If Performance Objectives are not being met, Quality of Service Management makes a recommendation. Each recommendation focuses on improving the highest-ranked Performance Class by exceeding its Performance Objective. Submissions may include changing consumer group mappings – and reprioritizing work within existing resource boundaries. For example, changing consumer group mappings may involve promoting a specific workload to get a more significant share of resources, or demoting a competing workload to make additional resources available to the target Performance Class. Another recommendation is to move servers between server pools and reprioritize resources between them to meet workload demands; so effectively, taking a node out of one pool and adding it to another pool gives more resources to the Performance Class running in that pool. And another recommendation is moving CPUs between databases within a server pool – reprioritize CPU resources within existing server pool boundaries. And this is called instance caging, where the CPU count parameter is set to limit the amount of CPUs an instance can use on a node.

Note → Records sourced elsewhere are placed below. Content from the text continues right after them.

PR #4828, opened 2026-08-28
LINODE: BUGFIX: too picky about hyphens in names of SRV records

### LINKED ISSUE #4812: LINODE: too picky about hyphens in names of SRV records
The LINODE provider does not allow hyphens in SRV service and protocol names.

While trying to add records like

```
_xmpp-server._tcp 28800 SRV 20 0 5269 xmpp-server.example.org.
```

I am receiving the error:
```
provider linode Error: SRV Record must match format "_service._protocol" not _xmpp-server._tcp
```

Note that I can manually add SRV records like these using Akamai's web UI.

The culprit appears to be this regexp:

https://github.com/DNSControl/dnscontrol/blob/6fcc3de94a4b4a7ef109001a2647206e3b95ba04/providers/linode/linodeProvider.go#L47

The Quality of Service Management recommendations to improve the performance of a particular Performance Class adds more of the bottleneck resource – such as CPU time – for that Performance Class, making the bottleneck resource available more quickly to work requests in the Performance Class. Adding more resources to a Performance Class that is not performing well means taking resources away from another Performance Class. The Performance Class where the resources are removed should be less business-critical than the one being helped. So overall, the reallocation of resources should be beneficial to the business. When generating recommendations, Quality of Service Management evaluates the impact of the system performance as a whole. For example, suppose the improvement for one Performance Class is rather tiny, but the adverse effects on another Performance Class are significant. In that case, Quality of Service Management might report that the performance gain is too small and not recommended. If there is more than one way to resolve the bottleneck, Quality of Service Management advises the best overall recommendation. It is invariable, such as the calculated impact on all the Performance Classes and the predicted disruption and settling time associated with the action. And using Oracle Enterprise Manager, you can view the current and the alternative recommendations. Performance data is sent to Oracle Enterprise Manager for display on the Quality of Service Management Dashboard and Performance History pages. By default, Oracle Database QoS Management does not automatically implement recommendations. Instead, it suggests improving performance, which the administrator must then implement by clicking the Implement button. From version 12.1.0.2, Quality of Service Management allows you to specify authorized automatic actions that it can implement without the intervention of an administrator.